Whether or not there's anything sensible in that, I'm glad to see there's some interest in affordances around static analysis here.

Comment From: adonovan

(BTW I think this idea has more in common with https://github.com/golang/go/issues/59869 than with this issue, which is concerned narrowly with how you write tests for analyzers.)

I studied the problem earlier in the year, thinking about a design in which some declaration (waves hands, could be Java-style annotations but more likely Go directive comments such as //go:fix inline) lets the author of an analyzer express something like "when you see a call to function foo.Bar, run this analyzer on the package". That would allow many checkers (e.g. printf) to be written outside vet itself, and would allow providers of third-party modules to ship API checkers with them.

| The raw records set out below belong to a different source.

PR #9900, opened 2026-07-20
fix(onboarding): do not restore wizard state for a company the user does not own

stubbi:
## Thinking Path

> - The onboarding wizard is the first-run flow that creates a company, hires the first agent, and connects a model, and it is designed to survive a page reload mid-flow by persisting its draft to `localStorage`.
> - `localStorage` is scoped per browser origin, not per signed-in account, so any state written there is visible to every session that later loads the same origin.
> - The wizard's restore path never checked that the `createdCompanyId` in the saved draft belonged to the account currently signed in, so a second onboarding session in the same browser (a second account, or the same account starting a second company) silently inherited a previous company's id.
> - Every wizard action taken after that point (create goal, hire agent, create issue) then targets a company the current session does not own, which fails authorization server-side or, worse, could write into a company the user has no business touching.
> - This pull request turns "restore the saved draft" into an authorization decision: the saved company id is checked against the signed-in user's own companies, and anything that fails the check is discarded and wiped from storage.
> - It also fixes a related timing bug uncovered while writing the fix: the wizard's ~20 `useState(saved?.x ?? default)` initializers only read `saved` on the very first render, so the authorization check has to run before first mount, not after, or every restored field silently locks to its default forever even once the company list resolves.
> - The benefit is that a shared or previously-used browser can no longer let one onboarding session read or act on another account's in-progress company draft.

No existing public issue or PR covers this (searched `gh pr list` / `gh issue list` for `onboarding localStorage company`, `onboarding wizard restore`, and related terms; found only unrelated onboarding PRs such as #9501 and #2616). Describing the issue in-PR following the bug report template:

**What happened?**
`ui/src/components/OnboardingWizard.tsx` persists its draft state, including `createdCompanyId`, to `localStorage` under the fixed key `paperclip-onboarding-state` on every field change, and restores it on mount with no check that the current signed-in user owns that company.

**Expected behavior**
A saved draft should only be restored when the signed-in user actually owns the company it references. A draft for a company the user does not own should be discarded, not silently applied.

**Steps to reproduce**
1. Sign in as user A, start onboarding, and get far enough that `createdCompanyId` is set (survives past company creation).
2. Sign out (or, on a shared/instance-local browser, sign in as user B) without ever finishing or explicitly resetting the wizard.
3. Open onboarding again in the same browser.
4. The wizard restores mid-flow with user A's `createdCompanyId` already populated, and subsequent wizard actions (hiring an agent, creating a goal, etc.) target that company on behalf of the new session.

**Paperclip version or commit**: reproducible on `master` at `f12bb27bc`.

## What Changed

- Added `ui/src/lib/onboarding-state.ts` exporting `restoreOnboardingState(raw, companies)`. It treats restoring the saved blob as an authorization decision: if the blob names a `createdCompanyId` that is not in the caller's settled companies list, the whole blob is discarded (`null`); a draft with no company id yet (early steps) passes through unchanged. The function's contract requires the caller's companies list to be settled (`companiesLoading === false`), since an empty list is ambiguous between "still loading" and "this account owns nothing."
- Split `OnboardingWizard.tsx` into a thin outer gate (`OnboardingWizard`) and `OnboardingWizardInner`. The inner component's `useState(saved?.x ?? default)` initializers only read `saved` on first render, so the gate now defers mounting the inner component until the companies list has settled whenever a saved blob exists in storage, guaranteeing the inner component's very first render sees the final, authorized value.
- A discarded or malformed blob is wiped from `localStorage` immediately via a cleanup effect, so it cannot confuse the next onboarding attempt in the same browser.
- Exported `ONBOARDING_STORAGE_KEY` from `OnboardingWizard.tsx` (previously module-private) so the test imports the real key instead of duplicating the string literal.
- Added `ui/src/lib/onboarding-state.test.ts` (unowned/owned/no-company-yet/empty-settled-list/malformed-input cases) and `ui/src/components/OnboardingWizard.test.tsx` (new file; upstream had no direct test coverage of this component before this PR) covering the async-companies-arrival timing regression and the cross-account stale-draft discard-and-wipe path.

## Verification

- `npx vitest run` from `ui/`, full suite: 3009 passed. 3 pre-existing failures are unrelated to this change and reproduce on an unmodified `master` checkout (`CaseFieldsPanel.test.tsx`, `IssueProperties.test.tsx`, `attention.test.ts`; locale/timezone-dependent formatting assertions in files this PR does not touch).
- Targeted: `npx vitest run src/lib/onboarding-state.test.ts src/components/OnboardingWizard.test.tsx src/components/OnboardingWizardVariant.test.tsx` (8/8 pass).
- `pnpm --filter @paperclipai/ui typecheck` (`tsc -b`), clean, exit 0.

## Risks

- Low risk. The change only narrows what gets restored from `localStorage`; it never widens access. Worst case for a legitimate single-account user is an unnecessary reset to step 0 if `restoreOnboardingState` were ever too strict, which the added test suite guards against (owned-company and no-company-yet drafts are proven to survive).
- The gate renders `null` for one or more frames while a saved blob exists and `companiesLoading` is still `true`, instead of mounting the wizard immediately. This is a brief, existing loading window (the company list was already being fetched before this change); the wizard was not usable during that window before either, since the old code raced the same async data with synchronous `useState` initializers and could show visibly wrong (stale-default) fields. No user-visible regression expected, but reviewers should note the wizard's very first paint can now be delayed until companies resolve when localStorage already has a draft.
- No data migration, no API or schema changes, no changes to the persisted wizard state shape.

## Model Used

Claude (Anthropic), via Claude Code CLI. Agentic tool use (file search, edit, test execution, and PR authoring tools) with extended reasoning over multiple turns; no single fixed model ID is asserted here beyond "Claude (Anthropic)" per the requesting instruction.

## Checklist

- [x] I have updated relevant documentation to reflect my changes (no user-facing docs are affected by this internal bug fix)

Co-Authored-By: Claude Fable 5 <noreply@anthropic.com>

### DIFF
--- a/ui/src/components/OnboardingWizard.test.tsx
+++ b/ui/src/components/OnboardingWizard.test.tsx
@@ -7,8 +7,6 @@ import { afterEach, beforeEach, describe, expect, it, vi } from "vitest";
 
 // --- Mocks (hoisted so vi.mock factories can close over them) ----------------
 
-const ONBOARDING_STORAGE_KEY = "paperclip-onboarding-state";
-
 const mockDialog = vi.hoisted(() => ({
   onboardingOpen: true,
   onboardingOptions: {} as { initialStep?: number; companyId?: string },
@@ -110,7 +108,7 @@ vi.mock("./AsciiArtAnimation", () => ({ AsciiArtAnimation: () => null }));
 vi.mock("./FrontDoor", () => ({ FrontDoor: () => null }));
 vi.mock("./AgentCapsule", () => ({ AgentCapsule: () => null }));
 
-import { OnboardingWizard } from "./OnboardingWizard";
+import { ONBOARDING_STORAGE_KEY, OnboardingWizard } from "./OnboardingWizard";
 
 // eslint-disable-next-line @typescript-eslint/no-explicit-any
 (globalThis as any).IS_REACT_ACT_ENVIRONMENT = true;
--- a/ui/src/components/OnboardingWizard.test.tsx
+++ b/ui/src/components/OnboardingWizard.test.tsx
@@ -1,0 +1,262 @@
+// @vitest-environment jsdom
+
+import { act } from "react";
+import { createRoot } from "react-dom/client";
+import { QueryClient, QueryClientProvider } from "@tanstack/react-query";
+import { afterEach, beforeEach, describe, expect, it, vi } from "vitest";
+
+// --- Mocks (hoisted so vi.mock factories can close over them) ----------------
+
+const ONBOARDING_STORAGE_KEY = "paperclip-onboarding-state";
+
+const mockDialog = vi.hoisted(() => ({
+  onboardingOpen: true,
+  onboardingOptions: {} as { initialStep?: number; companyId?: string },
+  closeOnboarding: vi.fn(),
+  onboardingRouteDismissed: false,
+  setOnboardingRouteDismissed: vi.fn(),
+}));
+
+const mockCompany = vi.hoisted(() => ({
+  companies: [] as Array<{ id: string; name: string; issuePrefix: string }>,
+  setSelectedCompanyId: vi.fn(),
+  loading: false,
+}));
+
+const mockCompaniesApi = vi.hoisted(() => ({
+  create: vi.fn(),
+  update: vi.fn(),
+}));
+const mockGoalsApi = vi.hoisted(() => ({
+  create: vi.fn(),
+  list: vi.fn(async () => []),
+}));
+const mockAgentsApi = vi.hoisted(() => ({
+  adapterModels: vi.fn(async () => [] as Array<{ id: string; label: string }>),
+  testEnvironment: vi.fn(async () => ({
+    adapterType: "claude_local",
+    status: "pass" as const,
+    checks: [],
+    testedAt: new Date().toISOString(),
+  })),
+  hire: vi.fn(async () => ({ agent: { id: "agent-1" }, approval: null })),
+  instructionsBundle: vi.fn(async () => ({ entryFile: "AGENTS.md" })),
+  saveInstructionsFile: vi.fn(async () => ({})),
+}));
+const mockApprovalsApi = vi.hoisted(() => ({
+  create: vi.fn(),
+}));
+const mockIssuesApi = vi.hoisted(() => ({
+  create: vi.fn(),
+}));
+const mockProjectsApi = vi.hoisted(() => ({
+  create: vi.fn(),
+  list: vi.fn(async () => []),
+}));
+
+// The real adapter registry eagerly imports every adapter package. The
+// model/harness picker internals are out of scope here, so stub the adapter
+// layer entirely and drive it through this knob.
+const mockAdapterRegistry = vi.hoisted(() => ({
+  list: [] as Array<{ type: string }>,
+  disabled: new Set<string>(),
+}));
+
+vi.mock("@/lib/router", () => ({
+  useLocation: () => ({ pathname: "/", search: "", hash: "", state: null }),
+  useNavigate: () => vi.fn(),
+  useParams: () => ({}),
+}));
+vi.mock("../context/DialogContext", () => ({
+  useDialog: () => mockDialog,
+}));
+vi.mock("../context/CompanyContext", () => ({
+  useCompany: () => mockCompany,
+}));
+vi.mock("../api/companies", () => ({ companiesApi: mockCompaniesApi }));
+vi.mock("../api/goals", () => ({ goalsApi: mockGoalsApi }));
+vi.mock("../api/agents", () => ({ agentsApi: mockAgentsApi }));
+vi.mock("../api/approvals", () => ({ approvalsApi: mockApprovalsApi }));
+vi.mock("../api/issues", () => ({ issuesApi: mockIssuesApi }));
+vi.mock("../api/projects", () => ({ projectsApi: mockProjectsApi }));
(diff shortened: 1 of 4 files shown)


tonio-alucema:
@stubbi — this branch had gone stale against `master`, so I rebased it for you rather than leave it conflicting. It's pushed to this repo as [`rebase/9900-onto-master`](https://github.com/paperclipai/paperclip/tree/rebase/9900-onto-master) (I couldn't push to your fork — it's org-owned, so "allow edits from maintainers" doesn't actually grant access).

Your two commits keep your authorship. I put my one change in a separate commit on top so yours stay as you wrote them.

**Two conflicts, both cosmetic:**

1. `OnboardingWizard.tsx` — your `export` on `ONBOARDING_STORAGE_KEY` sat in a hunk whose surrounding context (`DEFAULT_TASK_TITLE` / `DEFAULT_TASK_DESCRIPTION`) `master` has since rewritten. Kept master's copy, took your `export`.
2. `OnboardingWizard.test.tsx` — the test asserted on `"Create your team lead"`, which #11101 renamed to `"Create your first agent"`. Only the string moved: your gate reaches step 3 with the restored draft either way, and the test's other two assertions (the saved agent name in the input, `aria-label="Step 3"`) already passed unchanged.

**Heads up on what moved underneath you.** #11352 landed earlier today and reworked a lot of `OnboardingWizard.tsx` — the step is now applied once on the open transition rather than on every change to `initialStep`, and there's new company-scoped state handling. Your gate composes with it cleanly: everything that changed lives in what your patch turns into `OnboardingWizardInner`, so it moved across intact. I checked the two ways that could have gone wrong and neither bites — `companiesLoading` is React Query's first-load-only `isLoading`, so your gate can't unmount the wizard mid-flow on a background refetch, and the new dashboard auto-open only fires after companies have settled, so it can't hit the gate's `null` window either.

Verified on the rebased branch: `ui` typecheck clean, your `OnboardingWizard.test.tsx` and `onboarding-state.test.ts` pass, full `ui` suite 3939 pass (the one failure, `IssueProperties`, is timezone-dependent and present on `master`).

**Where'd you like to take it?** Happy either way:

- You pull `rebase/9900-onto-master` into your fork and force-push, and this PR updates in place; or
- Say the word and we'll open a PR from that branch and land it for you, with your commits and authorship intact.

Worth saying plainly: nobody had reviewed this on its merits yet — the only comments here were bots — so that's still outstanding whichever route it takes. The underlying point is a good catch: `localStorage` is per-origin rather than per-account, so a shared browser really can hand one account's company id to a different session.

tonio-alucema:
@stubbi — this landed on `master` as [`66515582e`](https://github.com/paperclipai/paperclip/commit/66515582e4f48f420f4dd432d8c635432f5364a6), via #11370, with your two commits and authorship intact.

Landed rather than left waiting, since the branch had gone stale and this repo can't push to your fork. Your restore gate is unchanged in substance. What was added on top, all from review on #11370:

- **Ownership is judged only against a company list that answered.** Any query error makes it undecidable. The companies cache isn't account-scoped and survives sign-out, so a failed refetch after an account switch can leave the *previous* account's companies in hand — and trusting a non-empty list there would have handed one account's draft to the next, which is the leak your PR closes.
- **The gate withholds the wizard only while loading, never on error.** `companiesListQueryOptions` sets `retry: false`, and with no companies the dashboard's "Get Started" button opens onboarding — blocking on error made that button dead. Mounting costs the draft nothing, because the persist effect is gated on the wizard being open.
- **All four draft-storage sites are guarded.** `getItem` was outside the try, and `removeItem` in the cleanup, `setItem` in the persist effect and `reset()` were unguarded. They throw where a browser denies storage, and each sits in a render, an effect or a close handler.

Also filed a follow-up for the root cause behind the first one: sign-out should remove account-scoped cached data rather than invalidating two keys. Your gate is defensive and protects onboarding; other `useCompany()` consumers still see the stale list.

Closing this as landed. Thanks for the fix — `localStorage` being per-origin rather than per-account is a genuinely easy thing to miss, and the consequences were real.

tonio-alucema:
@stubbi — correcting the record on this one.

When I rebased this branch I told you your commits would keep your authorship. They didn't, and that's my error. The repo is squash-only, so your two commits collapsed into one; keeping your name on it needed a `Co-Authored-By` trailer in the squash message, and I forgot to add one. I did remember on a later PR that carried your work, which makes the omission here harder to excuse rather than easier.

Master history can't be rewritten, so this comment is the durable record instead.

**Your work landed in [`66515582e`](https://github.com/paperclipai/paperclip/commit/66515582e) via #11370.** What's yours in it:

- `restoreOnboardingState` and its unit coverage — the ownership check itself
- The split of the wizard into a gate and `OnboardingWizardInner`, and the reasoning for it: the inner component's ~20 `useState(saved?.x ?? default)` initializers only read the draft on first render, so mounting before the company list settles locks every field to defaults with no way back
- Exporting `ONBOARDING_STORAGE_KEY` rather than re-declaring it in tests

The bug you found — `localStorage` being per-origin rather than per-account, so a shared browser hands one account's company id to the next session — turned out to be one door into a wider fault. Sign-out wasn't clearing account-scoped caches at all, which #11380 later fixed. Your gate is still in the tree and deliberately independent of that fix, because an account can change without the sign-out button: a session lapsing server-side, a second account in a warm tab.

Two commits of mine sit on top: a test-string rename that #11101 had caused, and later fixes to the gate for a failed company query and for storage access being denied. The diagnosis was yours.

Sorry for the attribution miss.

The two biggest challenges are: - security: We would need to sandbox untrusted code in a Chromium-style sandbox since running go vet, unlike go test, does not imply any trust in the target code. I think this is feasible, but it's quite a project and we're a small team. - quality: Even for Go experts well versed in packages such as go/ast and go/types, it has proven very hard to write high-quality analyzers. I worry that opening the floodgates could--assuming these analyzers run in gopls by default--make the editing experience unstable, slow, and noisy, littering the code with unwanted warnings of low quality. It was in fact this latter concern that caused me to put the work aside.

I would like to find out more about the state of the art in other language communities. (I know of at least one--which I shall not name--in which the security question was completely ignored.)

Comment From: Merovius

Another reason why I'm interested in being able to run analysis from tests is that it means I can add a bunch of linters/checkers as tests to my project and get integration into CI for free. And also don't have to deal with contributors not knowing which linters/checkers I expect to be happy: it's enough to run go test, which people are used to do anyways.